Similarly, physiological stress markers (such as cortisol levels or heart rate variability) were not assessed, restricting the ability to validate perceived stress through biological indicators. This limits the depth of interpretation regarding physiological stress responses.

This study also did not account for several potential confounding variables, including socioeconomic status, employment, housing conditions, and pre-existing mental health or sleep disorders, all of which may have influenced the results. Their omission may affect the robustness of observed associations.

Moreover, the sample was confined to health science students, which may limit the generalizability of the findings to other student populations or non-academic groups. The specific academic and clinical demands faced by this population may not reflect broader student experiences.

Finally, the observational and non-randomized design of the study prevents causal conclusions. The sequential nature of online versus frontal learning phases may have introduced temporal or contextual confounds, such as seasonal variation or post-pandemic transitions, that were not controlled for.

4.2. Implications and Future Directions

Our findings underscore the need for educational institutions to adopt holistic strategies to protect student well-being across learning environments. For online education, this includes implementing sleep hygiene education, digital wellness programs, and promoting regular routines. For in-person learning, integrating stress-reduction interventions, such as mindfulness or peer support groups, may mitigate psychological strain. Future research should explore these interventions in longitudinal and controlled designs, incorporating both subjective and objective outcome measures.

5. Conclusions

This follow-up study highlights the differential effects of educational modality on sleep quality and perceived stress among health science university students. Online education was associated with significantly higher levels of insomnia, likely influenced by disrupted routines and increased screen exposure. In contrast, frontal (in-person) instruction was linked to elevated stress, possibly due to increased academic demands and social pressures. Additionally, lifestyle factors such as lack of physical activity and prolonged evening screen use were associated with poorer sleep and higher stress across both periods.

These findings underscore the need for targeted interventions tailored to the learning environment. Sleep hygiene education, digital behavior management, and structured stress-reduction programs should be considered essential components of university health promotion strategies.

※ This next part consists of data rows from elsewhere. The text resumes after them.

PR #5, opened 2022-01-25
feat: sign up #P2022-362

marcelina-hasiak:


app/components/Form/form-styling-components.js
```diff
@@ -0,0 +1,74 @@
+import styled from 'styled-components';
+
+const FormWrapper = styled.article`
+  display: flex;
+  align-items: center;
+  justify-content: center;
+  min-height: 100vh;
+  padding: 1rem;
+`;
```
wlechowicz, line 9: Used semantic article, nice!

app/components/Form/index.js
```diff
@@ -1,22 +1,24 @@
...
-            <input
-                id={props.id}
-                name={props.name}
-                type={props.type}
-                value={props.value}
-                onChange={props.onInputChange} />
-            {props.error && <div style={{ color: "red"}}>{props.error}</div>}
+            <FormRow>
+                <FormLabel isInputFocused={isInputFocused} htmlFor={id}>{label}</FormLabel>
+                <FormInput
```
wlechowicz, line 11: You changed the common component input, risky, does login still work?

wlechowicz (changes requested):
I'm worried that changing the shared `input` might have broken login. Pls check.

pages/user/login.js
```diff
@@ -8,6 +8,12 @@ const Wrapper = styled.div`
     background-color: ${(props) => props.theme === 'light' ? '#fff' : '#666'};
 `;
 
+const FormFlex = styled.form`
+    display: flex;
+    flex-direction: column; 
+    max-width: 400px;
+`;
```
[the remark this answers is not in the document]
marcelina-hasiak: Yeah! I thought about it, but then I went soft because of so many changes at `login.js` and `index.js`. But if you noticed it, I'll definitely fix it ;) Thanks!

app/components/Form/index.js
marcelina-hasiak: I've adapted `login.js` to `Input` component changes and double checked. Everything's under control ;)

pages/user/sign-up.js
```diff
@@ -0,0 +1,94 @@
...
+                username: '',
+                password: '',
+                email: '',
+                emailConfirmation: ''
+            })
+            return {
+                username,
+                password,
+                email
+            }
```
weronika299, line 48: I'm not sure if this is necessary. You set these values ​​to empty string also at the beginning.

app/utils/validateFormInputs.js
```diff
@@ -0,0 +1,33 @@
+const usernamePattern = /^(?=.*[a-zA-Z].*[a-zA-Z].*[a-zA-Z].*[a-zA-Z])[A-Za-z\d\-\_\[\]\\\/]{6,20}$/
+const emailPattern = /^[a-z\d]+[\w\d.-]*(\+[\w\d.-]*)?@(?:[a-z\d]+[a-z\d-]+\.){1,5}[a-z]{2,6}$/i
+
+export const validateFormInputs = (inputValues) => {
```
danielmajewski, line 4: this is validating specific form. Maybe rename to `validateSignUpFormInputs`

app/utils/validateFormInputs.js
```diff
@@ -0,0 +1,33 @@
...
+        errors.email = 'Email jest wymagany'
+    } else if (!emailPattern.test(email)) {
+        errors.email = 'Wprowadź prawidłowy adres email'
+    }
+
+    if (!emailConfirmation) {
+        errors.emailConfirmation = 'Potwierdzenie adresu email jest wymagane'
+    } else if (email !== emailConfirmation) {
+        errors.emailConfirmation = 'Adresy email muszą być takie same'
+    }
```
danielmajewski, line 30: You could extract these validators into seperate functions so someone can reuse then in different forms

e.g.:
```suggestion
const emailValidator = (value) => {
    if (!value) {    
        return 'Email jest wymagany'
    } else if (!emailPattern.test(email)) {
        return 'Wprowadź prawidłowy adres email'
    }
    
    return '';
}
```

So each validator returns an error or empty string (if there is no error);

app/components/Form/form-styling-components.js
```diff
@@ -0,0 +1,87 @@
...
+
+
+const FormFlex = styled.form`
+    display: flex;
+    flex-direction: column; 
+    max-width: 400px;
+`;
+
+export { FormWrapper, FormContent, Form, FormTitle, FormButton, FormRow, FormLabel, FormInput, ErrorMsg, Wrapper, FormFlex }
```
danielmajewski, line 87: why export like that? why not `export const FormFlex = styled.form...`

pages/user/sign-up.js
danielmajewski: So if form is valid (no errors) then you're clearing the form? Why?
I think you could add function that will contain all form data that would need to be send to API? Maybe `handleFormData`

PR #9, opened 2022-01-26
feat: Sign up #P2022-366

MS151994:


pages/user/register.js
```diff
@@ -1,7 +1,109 @@
...
+      setUserPasswordError("password is required");
+    } else if (password.length < 8) {
+      setUserPasswordError("password should be a min 8 characters");
+    }
+
+    if (email === "") {
+      setUserEmailError("email is required!");
+    } else if (email.indexOf("@") === -1) {
+      setUserEmailError("check your email adress!");
+    }
```
lenasokolova, line 45: I guess the indexOf method is checking if there is any "@", and it will return the first appearance in a string, but if there are many of them it will omit the next instances, apart from that it is worth thinking about top-level domains checking (.com, .org. etc.)

pages/user/register.js
```diff
@@ -1,7 +1,109 @@
-export default function Home() {
+import { Input, FormFlex } from "components/Form/index";
+import { useState } from "react";
+import styled from "styled-components";
+
+const Wrapper = styled.div`
+  width: 50%;
+  margin: 50px auto;
+  background-color: ${(props) => (props.theme === "light" ? "#fff" : "#666")};
+`;
```
lenasokolova, line 9: it's better to have components in a separate file, then export them and import if you want to use it in a specific file, so you can use Wrapper in your sign up form as in log in form.

pages/user/register.js
```diff
@@ -1,7 +1,109 @@
...
+      setUserEmailError("email is required!");
+    } else if (email.indexOf("@") === -1) {
+      setUserEmailError("check your email adress!");
+    }
+
+    if (confirmEmail === "") {
+      setUserConfirmEmailError("email is required!");
+    } else if (confirmEmail.indexOf("@") === -1) {
+      setUserConfirmEmailError("check your email adress!");
+    }
```
rast-mk1, line 51: could use regular expression instead

pages/user/register.js
```diff
@@ -1,7 +1,109 @@
...
+          type="password"
+          label="Password"
+          value={password}
+          error={userPasswordError}
+          onInputChange={(e) => setPassword(e.target.value)}
+        />
+        <Input
+          id="email"
+          name="email"
+          type="text"
```
marcelina-hasiak, line 88: For inputs with email adress we should use type="email".

marcelina-hasiak (commented):
Try to separate your files and commit more next time.
Good job ;)

pages/user/register.js
```diff
@@ -1,7 +1,109 @@
...
+
+    if (email !== confirmEmail) {
+      setUserEmailError("email must be the same!");
+      setUserConfirmEmailError("email must be the same!");
+    }
+
+    if (username && password && email && confirmEmail) {
+      const newUser = { username, password, email };
+      console.log(newUser);
+    }
```
rast-mk1, line 61: Seems like this block of code can use user data that is not validated yet

MS151994: I only use it to avoid loading the user object on to the console.log with each save.,only after validation. Thanks :)

pages/user/register.js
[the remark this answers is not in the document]
MS151994: I agree with you, but I meant a specific indication to the user what must be the same. In the future, for example: underline the entire field. Thanks :)

pages/user/register.js
```diff
@@ -1,7 +1,109 @@
...
+          id="email"
+          name="email"
+          type="text"
+          label="Email"
+          value={email}
+          error={userEmailError}
+          onInputChange={(e) => setEmail(e.target.value)}
+        />
+        <Input
+          id="Confirmemail"
```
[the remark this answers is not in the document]
MS151994: Good point, thanks.

pages/user/register.js
MS151994: Good point, thanks. :)

pages/user/register.js
MS151994: Next time. I have to learn and understand this. :)

pages/user/register.js
MS151994: I agree with you, I will correct it :)

pages/user/register.js
MS151994: Yes, indexof returns the position of the found element, if it does not exist, returns: -1. Next time I'll try to use a regular expression

pages/user/register.js
```diff
@@ -1,7 +1,109 @@
...
+          name="Confirmemail"
+          type="text"
+          label="Confirmemail"
+          value={confirmEmail}
+          error={userConfirmEmailError}
+          onInputChange={(e) => setConfirmEmail(e.target.value)}
+        />
+        <button onClick={handleSubmit} type="submit">
+          Register
+        </button>
```
weronika299, line 105: Maybe it is worth separating the button component? What do you think?

MS151994: I forgot that we use this button in the login form, in fact it should be separated into a separate component. Thanks 🙂

pages/user/register.js
```diff
@@ -1,7 +1,242 @@
...
+      const newUser = {
+        username: values.username,
+        password: values.password,
+        email: values.email,
+      };
+      console.log(newUser);
+    } else {
+      setErrors({
+        ...errors,
+      });
```
danielmajewski, line 158:
```suggestion
            setErrors({
        ...validation.errors,
      });
```

pages/user/register.js
```diff
@@ -1,7 +1,242 @@
...
+    } else {
+      comparisonEmails = true;
+    }
+
+    // TODO nie działa ustawianie errora w tej funkcji.
+
+    if (username && password && email && confirmEmail && comparisonEmails) {
+      correct = true;
+    }
+    return { username, password, email, correct };
```
danielmajewski, line 200:
```suggestion
    return { username, password, email, correct, errors: {
      ...errors,
      emailError: errMessage.comparisonEmailsError,
      confirmEmailError: errMessage.comparisonEmailsError,
    } };
```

Practical implications for university health services include implementing workshops on healthy sleep habits, offering digital wellness programs that address evening screen use, and providing accessible stress management resources—particularly during peak academic and clinical periods.

As hybrid learning models become more prevalent, universities must proactively address the mental and physical well-being of students by integrating preventive and supportive measures within academic systems. It should be noted that these results are specific to a single institution and a health science student population and may not be generalizable to students from other disciplines or universities.

Further longitudinal studies involving objective measures and broader contextual variables are warranted to better understand the complex interplay between education, behavior, and student health.